> [Exercise brief] Retype, word for word, every line from the one holding "PR #12141, opened 2026-07-24" through the one holding "- Complete the" in the entries below, both included, and only those lines.

> [Given data]

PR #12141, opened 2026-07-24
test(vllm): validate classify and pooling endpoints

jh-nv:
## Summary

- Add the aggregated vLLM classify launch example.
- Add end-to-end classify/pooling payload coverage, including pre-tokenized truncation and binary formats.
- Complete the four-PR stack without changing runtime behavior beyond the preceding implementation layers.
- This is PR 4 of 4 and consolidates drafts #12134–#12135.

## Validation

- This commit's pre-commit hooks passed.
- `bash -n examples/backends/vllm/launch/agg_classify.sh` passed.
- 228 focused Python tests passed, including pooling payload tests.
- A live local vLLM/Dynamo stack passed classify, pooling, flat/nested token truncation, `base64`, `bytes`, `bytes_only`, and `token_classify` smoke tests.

...

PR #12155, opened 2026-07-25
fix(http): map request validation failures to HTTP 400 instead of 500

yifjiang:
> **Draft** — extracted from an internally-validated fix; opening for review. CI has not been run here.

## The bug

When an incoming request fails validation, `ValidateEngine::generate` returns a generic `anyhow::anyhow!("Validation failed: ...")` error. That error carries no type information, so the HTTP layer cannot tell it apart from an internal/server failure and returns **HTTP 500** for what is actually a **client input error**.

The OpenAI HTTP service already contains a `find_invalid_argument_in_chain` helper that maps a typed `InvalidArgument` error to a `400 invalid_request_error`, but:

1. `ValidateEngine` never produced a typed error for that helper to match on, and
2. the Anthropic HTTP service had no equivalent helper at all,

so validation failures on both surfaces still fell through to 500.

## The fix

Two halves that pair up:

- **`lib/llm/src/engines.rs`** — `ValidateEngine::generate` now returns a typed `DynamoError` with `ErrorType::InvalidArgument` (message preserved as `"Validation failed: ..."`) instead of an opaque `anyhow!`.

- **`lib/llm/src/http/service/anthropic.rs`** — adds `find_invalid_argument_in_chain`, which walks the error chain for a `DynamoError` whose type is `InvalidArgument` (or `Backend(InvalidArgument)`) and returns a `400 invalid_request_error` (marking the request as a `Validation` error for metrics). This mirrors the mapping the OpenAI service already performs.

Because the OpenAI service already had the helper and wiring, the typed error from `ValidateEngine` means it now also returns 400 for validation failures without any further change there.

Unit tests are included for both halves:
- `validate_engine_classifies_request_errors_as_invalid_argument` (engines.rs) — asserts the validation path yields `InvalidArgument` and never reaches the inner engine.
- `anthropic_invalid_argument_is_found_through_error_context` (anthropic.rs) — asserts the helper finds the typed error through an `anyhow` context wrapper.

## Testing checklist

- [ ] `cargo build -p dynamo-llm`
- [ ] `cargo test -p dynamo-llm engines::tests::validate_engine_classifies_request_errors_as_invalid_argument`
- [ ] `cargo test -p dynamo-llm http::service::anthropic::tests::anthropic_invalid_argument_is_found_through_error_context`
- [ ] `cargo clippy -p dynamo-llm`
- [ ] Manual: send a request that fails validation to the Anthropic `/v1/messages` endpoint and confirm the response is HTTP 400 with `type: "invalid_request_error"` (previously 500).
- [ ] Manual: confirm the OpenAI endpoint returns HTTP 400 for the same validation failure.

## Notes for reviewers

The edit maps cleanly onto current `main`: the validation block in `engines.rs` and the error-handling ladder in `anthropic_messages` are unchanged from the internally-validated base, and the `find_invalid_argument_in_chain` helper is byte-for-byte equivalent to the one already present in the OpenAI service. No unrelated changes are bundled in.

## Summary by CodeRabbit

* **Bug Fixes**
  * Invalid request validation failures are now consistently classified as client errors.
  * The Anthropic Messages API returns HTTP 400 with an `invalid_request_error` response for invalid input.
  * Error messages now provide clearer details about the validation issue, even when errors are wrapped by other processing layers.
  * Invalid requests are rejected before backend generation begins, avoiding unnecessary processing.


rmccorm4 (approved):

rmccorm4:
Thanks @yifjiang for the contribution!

> [Result of the task]
PR #12141, opened 2026-07-24
test(vllm): validate classify and pooling endpoints

jh-nv:
## Summary

- Add the aggregated vLLM classify launch example.
- Add end-to-end classify/pooling payload coverage, including pre-tokenized truncation and binary formats.
- Complete the four-PR stack without changing runtime behavior beyond the preceding implementation layers.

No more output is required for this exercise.